Let $X$ be an open subset of $\mathbb{R}^{n}$ and $\Omega$ be a measure space. Suppose that the function $f:X\times\Omega \longrightarrow \mathbb{R} $ satisfies the following theorem conditions:
- $f(x,\omega)$ is a measurable function of $\omega$ for each $x\in X$.
- For almost all $\omega \in \Omega$, the derivative $\frac{\partial f(x,\omega)}{\partial x_{i}}$ exists for all $x \in X.$
- There is an integral function $\Theta:\Omega\longleftrightarrow \mathbb{R}$ such that $|\frac{\partial f(x,\omega)}{\partial x_{i}}|\leq \Theta$ for all $x \in X.$ Then $$\frac{\partial }{\partial x_{i}}\int_{\Omega}^{}f(x,\omega)dP(\omega)=\int_{\Omega}^{}\frac{\partial}{\partial x_{i}}f(x,\omega)dP(\omega).$$
I have got a problem where other conditions satisfy except the openness.
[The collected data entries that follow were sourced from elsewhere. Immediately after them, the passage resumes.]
PR #9268, opened 2023-10-19
Fix some minor warnings and typos in several classes

scholzj:
### Type of change

- Bugfix

### Description

This PR fixes some minor warnings and typos in several of our classes.

### Checklist

### DIFF
--- a/cluster-operator/src/main/java/io/strimzi/operator/cluster/operator/assembly/CaReconciler.java
+++ b/cluster-operator/src/main/java/io/strimzi/operator/cluster/operator/assembly/CaReconciler.java
@@ -594,5 +594,5 @@ public class CaReconciler {
     /**
      * Helper class to pass both Cluster and Clients CA as a result of the reconciliation
      */
-    protected record CaReconciliationResult(ClusterCa clusterCa, ClientsCa clientsCa) { }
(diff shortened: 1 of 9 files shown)


cluster-operator/src/main/java/io/strimzi/operator/cluster/operator/assembly/CaReconciler.java
```diff
@@ -594,5 +594,5 @@ Future<Void> maybeRemoveOldClusterCaCertificates() {
     /**
      * Helper class to pass both Cluster and Clients CA as a result of the reconciliation
      */
-    protected record CaReconciliationResult(ClusterCa clusterCa, ClientsCa clientsCa) { }
+    public record CaReconciliationResult(ClusterCa clusterCa, ClientsCa clientsCa) { }
```
see-quick, line 597: Why does this need to be public?

see-quick (approved):

cluster-operator/src/main/java/io/strimzi/operator/cluster/operator/assembly/CaReconciler.java
scholzj: We return it via a public method. So yes, it should be public.

ppatierno (approved):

Can I invoke the theorem where $X$ is closed subset of $\mathbb{R}^n.$
If I choose my $X=\{(x_{1},x_{2},..,x_{n})\in \mathbb{R}^n| \ x_{1}+x_{2}+...+x_{n}=1\}$, and $f(x,\omega)=\bigg[max\bigg(\sum_{i=1}^{n}x_{i}(t-r_{i}),0\bigg)\bigg]^\alpha$ where $\alpha \geq 1$, $t$ be a constant and $r_{i}'s$ are random variables, Will the theorem work now.